## [WHAT THE TASK ASKS]
Could you report every line from the entries that includes the word "shortly"?

## [RECORDS SHOWN]

━━━━━━

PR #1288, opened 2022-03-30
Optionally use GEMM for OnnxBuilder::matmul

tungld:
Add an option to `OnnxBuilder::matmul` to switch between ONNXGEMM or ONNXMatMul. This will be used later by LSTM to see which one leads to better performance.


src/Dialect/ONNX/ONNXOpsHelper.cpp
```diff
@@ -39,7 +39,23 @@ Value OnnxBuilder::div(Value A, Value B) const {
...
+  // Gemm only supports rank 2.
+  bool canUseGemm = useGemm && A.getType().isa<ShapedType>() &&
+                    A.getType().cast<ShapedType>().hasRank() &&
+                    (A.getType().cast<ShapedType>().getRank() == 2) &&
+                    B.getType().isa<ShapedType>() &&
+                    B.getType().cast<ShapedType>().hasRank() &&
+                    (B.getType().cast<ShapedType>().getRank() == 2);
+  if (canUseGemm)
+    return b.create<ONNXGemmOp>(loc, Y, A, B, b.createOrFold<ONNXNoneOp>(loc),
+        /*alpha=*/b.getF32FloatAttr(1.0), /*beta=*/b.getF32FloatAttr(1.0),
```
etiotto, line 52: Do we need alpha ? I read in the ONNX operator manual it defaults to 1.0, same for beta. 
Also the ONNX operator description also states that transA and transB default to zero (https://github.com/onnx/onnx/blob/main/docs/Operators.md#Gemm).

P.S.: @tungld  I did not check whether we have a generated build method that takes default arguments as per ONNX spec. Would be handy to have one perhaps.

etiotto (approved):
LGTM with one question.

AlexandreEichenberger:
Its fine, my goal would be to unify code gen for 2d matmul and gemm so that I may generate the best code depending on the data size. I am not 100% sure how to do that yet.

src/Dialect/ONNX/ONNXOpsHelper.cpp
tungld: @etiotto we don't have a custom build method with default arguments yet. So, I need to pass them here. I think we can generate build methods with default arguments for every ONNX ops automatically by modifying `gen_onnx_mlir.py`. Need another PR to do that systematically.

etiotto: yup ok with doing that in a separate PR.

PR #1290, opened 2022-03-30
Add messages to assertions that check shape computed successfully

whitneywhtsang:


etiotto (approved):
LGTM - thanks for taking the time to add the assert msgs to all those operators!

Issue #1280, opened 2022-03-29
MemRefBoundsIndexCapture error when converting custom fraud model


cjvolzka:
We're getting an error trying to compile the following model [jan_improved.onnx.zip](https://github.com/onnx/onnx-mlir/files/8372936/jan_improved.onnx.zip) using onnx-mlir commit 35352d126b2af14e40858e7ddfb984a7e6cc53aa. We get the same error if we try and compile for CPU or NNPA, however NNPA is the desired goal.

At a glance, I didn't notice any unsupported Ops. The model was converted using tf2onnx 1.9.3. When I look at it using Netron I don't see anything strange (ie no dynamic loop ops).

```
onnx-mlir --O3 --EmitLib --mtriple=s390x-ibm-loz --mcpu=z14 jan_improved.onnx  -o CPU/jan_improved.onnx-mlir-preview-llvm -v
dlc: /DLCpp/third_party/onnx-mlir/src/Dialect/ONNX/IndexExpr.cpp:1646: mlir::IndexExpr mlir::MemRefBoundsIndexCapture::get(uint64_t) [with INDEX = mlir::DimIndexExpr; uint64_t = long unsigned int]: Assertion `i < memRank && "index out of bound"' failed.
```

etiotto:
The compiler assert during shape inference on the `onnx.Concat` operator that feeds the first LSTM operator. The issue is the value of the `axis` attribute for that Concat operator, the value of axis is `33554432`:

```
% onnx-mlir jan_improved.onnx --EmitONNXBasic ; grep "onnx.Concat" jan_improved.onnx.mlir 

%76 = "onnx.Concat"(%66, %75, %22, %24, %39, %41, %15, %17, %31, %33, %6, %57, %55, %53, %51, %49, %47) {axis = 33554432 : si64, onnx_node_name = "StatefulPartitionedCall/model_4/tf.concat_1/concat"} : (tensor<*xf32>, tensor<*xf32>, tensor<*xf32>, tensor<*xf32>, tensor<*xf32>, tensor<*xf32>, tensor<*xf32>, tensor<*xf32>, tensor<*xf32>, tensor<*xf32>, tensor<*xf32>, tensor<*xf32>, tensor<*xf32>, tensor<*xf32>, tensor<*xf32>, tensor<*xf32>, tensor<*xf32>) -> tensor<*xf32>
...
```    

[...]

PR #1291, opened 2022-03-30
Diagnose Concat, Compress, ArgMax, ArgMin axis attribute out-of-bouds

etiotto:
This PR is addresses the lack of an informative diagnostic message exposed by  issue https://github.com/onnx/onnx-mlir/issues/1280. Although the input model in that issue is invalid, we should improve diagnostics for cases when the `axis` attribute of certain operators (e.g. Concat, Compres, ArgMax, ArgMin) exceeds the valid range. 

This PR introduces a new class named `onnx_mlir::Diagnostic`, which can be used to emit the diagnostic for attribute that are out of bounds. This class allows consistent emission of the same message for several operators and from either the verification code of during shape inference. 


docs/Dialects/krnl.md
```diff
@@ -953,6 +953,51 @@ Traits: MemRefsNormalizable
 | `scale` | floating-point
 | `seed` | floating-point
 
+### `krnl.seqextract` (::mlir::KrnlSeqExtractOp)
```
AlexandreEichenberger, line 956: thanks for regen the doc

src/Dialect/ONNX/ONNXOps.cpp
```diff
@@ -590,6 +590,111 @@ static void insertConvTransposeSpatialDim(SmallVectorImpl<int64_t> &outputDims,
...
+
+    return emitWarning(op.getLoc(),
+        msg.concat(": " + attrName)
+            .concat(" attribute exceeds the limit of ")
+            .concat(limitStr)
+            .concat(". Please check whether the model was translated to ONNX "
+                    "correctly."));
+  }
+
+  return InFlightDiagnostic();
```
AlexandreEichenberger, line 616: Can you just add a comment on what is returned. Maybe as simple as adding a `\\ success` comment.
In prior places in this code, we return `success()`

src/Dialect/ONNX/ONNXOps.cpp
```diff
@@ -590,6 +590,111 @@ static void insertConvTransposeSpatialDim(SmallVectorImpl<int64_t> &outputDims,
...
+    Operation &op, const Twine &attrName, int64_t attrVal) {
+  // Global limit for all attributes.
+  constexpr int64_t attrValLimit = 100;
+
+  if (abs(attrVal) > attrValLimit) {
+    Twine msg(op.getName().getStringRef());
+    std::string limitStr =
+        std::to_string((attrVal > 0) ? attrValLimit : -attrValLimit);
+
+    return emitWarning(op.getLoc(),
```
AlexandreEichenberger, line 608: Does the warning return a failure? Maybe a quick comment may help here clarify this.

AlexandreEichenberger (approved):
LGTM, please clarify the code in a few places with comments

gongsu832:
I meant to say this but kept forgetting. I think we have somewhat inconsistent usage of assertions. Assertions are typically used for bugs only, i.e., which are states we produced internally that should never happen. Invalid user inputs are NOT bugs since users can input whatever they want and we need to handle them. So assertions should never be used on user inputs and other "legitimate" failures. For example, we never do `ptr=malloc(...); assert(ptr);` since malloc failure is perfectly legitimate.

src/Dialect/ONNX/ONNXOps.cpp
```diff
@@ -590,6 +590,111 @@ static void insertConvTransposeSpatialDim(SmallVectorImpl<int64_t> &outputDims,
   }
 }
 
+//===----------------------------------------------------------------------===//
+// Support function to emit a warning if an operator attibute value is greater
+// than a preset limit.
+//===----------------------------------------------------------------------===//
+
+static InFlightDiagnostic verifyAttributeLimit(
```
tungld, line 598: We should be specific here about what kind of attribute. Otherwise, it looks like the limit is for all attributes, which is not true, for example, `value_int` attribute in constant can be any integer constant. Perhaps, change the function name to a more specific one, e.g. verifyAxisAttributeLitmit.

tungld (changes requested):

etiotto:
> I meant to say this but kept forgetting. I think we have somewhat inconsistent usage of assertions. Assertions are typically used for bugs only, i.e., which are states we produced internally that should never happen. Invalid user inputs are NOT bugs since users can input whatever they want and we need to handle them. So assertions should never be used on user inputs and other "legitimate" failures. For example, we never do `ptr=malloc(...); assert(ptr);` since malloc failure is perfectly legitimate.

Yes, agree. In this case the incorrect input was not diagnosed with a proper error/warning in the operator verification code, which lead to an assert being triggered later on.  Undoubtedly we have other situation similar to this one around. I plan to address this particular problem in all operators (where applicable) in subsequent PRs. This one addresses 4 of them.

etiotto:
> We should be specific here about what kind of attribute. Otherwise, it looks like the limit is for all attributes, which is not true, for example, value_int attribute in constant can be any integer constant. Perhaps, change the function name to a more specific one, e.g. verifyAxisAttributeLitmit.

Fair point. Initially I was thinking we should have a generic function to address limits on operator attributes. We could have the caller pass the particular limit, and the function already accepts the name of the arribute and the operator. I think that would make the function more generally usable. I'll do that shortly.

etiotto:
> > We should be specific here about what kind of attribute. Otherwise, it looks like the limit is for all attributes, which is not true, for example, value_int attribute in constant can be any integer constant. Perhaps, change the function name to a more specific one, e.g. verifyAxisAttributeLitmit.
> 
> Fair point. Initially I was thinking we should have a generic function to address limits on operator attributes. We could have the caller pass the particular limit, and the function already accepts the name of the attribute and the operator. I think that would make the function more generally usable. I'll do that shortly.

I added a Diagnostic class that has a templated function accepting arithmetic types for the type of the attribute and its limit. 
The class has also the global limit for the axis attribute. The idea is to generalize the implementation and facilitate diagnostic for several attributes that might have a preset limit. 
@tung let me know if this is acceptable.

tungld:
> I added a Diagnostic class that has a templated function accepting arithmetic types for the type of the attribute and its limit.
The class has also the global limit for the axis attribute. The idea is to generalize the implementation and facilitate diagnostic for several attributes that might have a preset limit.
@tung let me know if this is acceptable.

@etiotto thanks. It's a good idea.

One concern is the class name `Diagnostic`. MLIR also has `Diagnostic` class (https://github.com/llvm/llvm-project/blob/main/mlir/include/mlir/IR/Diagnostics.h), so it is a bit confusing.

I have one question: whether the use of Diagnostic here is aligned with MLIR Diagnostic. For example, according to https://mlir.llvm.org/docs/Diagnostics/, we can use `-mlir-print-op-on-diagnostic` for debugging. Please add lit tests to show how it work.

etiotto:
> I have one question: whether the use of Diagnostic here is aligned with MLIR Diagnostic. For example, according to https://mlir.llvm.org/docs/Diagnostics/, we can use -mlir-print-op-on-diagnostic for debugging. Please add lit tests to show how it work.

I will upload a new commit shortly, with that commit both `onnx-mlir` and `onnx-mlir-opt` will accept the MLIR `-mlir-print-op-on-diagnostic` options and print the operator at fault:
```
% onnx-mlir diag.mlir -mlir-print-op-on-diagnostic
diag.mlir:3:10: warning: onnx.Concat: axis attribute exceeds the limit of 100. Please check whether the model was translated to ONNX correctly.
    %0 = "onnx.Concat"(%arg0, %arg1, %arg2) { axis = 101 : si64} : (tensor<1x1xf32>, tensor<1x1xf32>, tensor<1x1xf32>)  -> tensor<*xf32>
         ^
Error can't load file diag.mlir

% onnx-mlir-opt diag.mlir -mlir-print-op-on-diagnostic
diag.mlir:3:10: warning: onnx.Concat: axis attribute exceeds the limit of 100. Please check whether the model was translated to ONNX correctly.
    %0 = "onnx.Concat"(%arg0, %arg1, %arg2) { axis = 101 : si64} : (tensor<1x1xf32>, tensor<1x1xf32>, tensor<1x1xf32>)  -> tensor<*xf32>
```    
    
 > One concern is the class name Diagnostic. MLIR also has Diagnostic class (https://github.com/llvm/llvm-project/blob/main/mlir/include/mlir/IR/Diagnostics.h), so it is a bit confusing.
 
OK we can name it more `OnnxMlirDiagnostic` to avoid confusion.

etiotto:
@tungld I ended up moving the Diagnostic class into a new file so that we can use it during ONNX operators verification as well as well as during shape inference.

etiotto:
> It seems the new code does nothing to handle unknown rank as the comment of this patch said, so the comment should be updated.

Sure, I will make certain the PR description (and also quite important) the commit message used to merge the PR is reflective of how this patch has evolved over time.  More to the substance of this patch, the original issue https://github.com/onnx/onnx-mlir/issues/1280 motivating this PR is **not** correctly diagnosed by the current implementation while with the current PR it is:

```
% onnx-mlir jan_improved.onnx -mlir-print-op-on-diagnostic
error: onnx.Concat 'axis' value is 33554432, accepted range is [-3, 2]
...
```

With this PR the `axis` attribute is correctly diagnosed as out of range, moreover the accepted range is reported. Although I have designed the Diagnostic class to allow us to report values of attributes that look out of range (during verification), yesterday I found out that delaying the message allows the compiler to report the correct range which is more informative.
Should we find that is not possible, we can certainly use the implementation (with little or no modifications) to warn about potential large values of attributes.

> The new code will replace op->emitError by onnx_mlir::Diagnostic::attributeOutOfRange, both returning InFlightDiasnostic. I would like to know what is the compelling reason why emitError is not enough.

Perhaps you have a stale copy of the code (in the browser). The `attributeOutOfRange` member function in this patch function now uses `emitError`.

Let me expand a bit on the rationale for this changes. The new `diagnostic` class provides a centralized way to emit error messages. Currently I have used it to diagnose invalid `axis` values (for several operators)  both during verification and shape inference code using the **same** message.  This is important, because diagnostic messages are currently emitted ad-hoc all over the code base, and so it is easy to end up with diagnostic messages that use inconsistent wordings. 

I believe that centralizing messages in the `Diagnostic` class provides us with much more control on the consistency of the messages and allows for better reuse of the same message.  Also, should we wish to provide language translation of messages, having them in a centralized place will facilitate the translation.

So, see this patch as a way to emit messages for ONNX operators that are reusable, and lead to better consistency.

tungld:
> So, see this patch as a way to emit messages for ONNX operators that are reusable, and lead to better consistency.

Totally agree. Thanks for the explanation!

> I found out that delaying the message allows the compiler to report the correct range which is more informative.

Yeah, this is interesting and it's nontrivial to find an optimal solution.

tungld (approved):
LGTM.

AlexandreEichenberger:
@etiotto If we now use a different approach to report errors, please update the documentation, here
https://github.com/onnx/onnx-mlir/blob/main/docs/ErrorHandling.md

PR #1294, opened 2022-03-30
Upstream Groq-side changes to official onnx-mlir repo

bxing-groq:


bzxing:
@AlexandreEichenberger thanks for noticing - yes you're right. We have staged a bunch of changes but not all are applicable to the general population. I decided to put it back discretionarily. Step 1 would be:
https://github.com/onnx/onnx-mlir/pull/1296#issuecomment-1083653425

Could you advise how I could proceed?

━━━━━━

## [RESPONSE]
Fair point. Initially I was thinking we should have a generic function to address limits on operator attributes. We could have the caller pass the particular limit, and the function already accepts the name of the arribute and the operator. I think that would make the function more generally usable. I'll do that shortly.
> Fair point. Initially I was thinking we should have a generic function to address limits on operator attributes. We could have the caller pass the particular limit, and the function already accepts the name of the attribute and the operator. I think that would make the function more generally usable. I'll do that shortly.
I will upload a new commit shortly, with that commit both `onnx-mlir` and `onnx-mlir-opt` will accept the MLIR `-mlir-print-op-on-diagnostic` options and print the operator at fault:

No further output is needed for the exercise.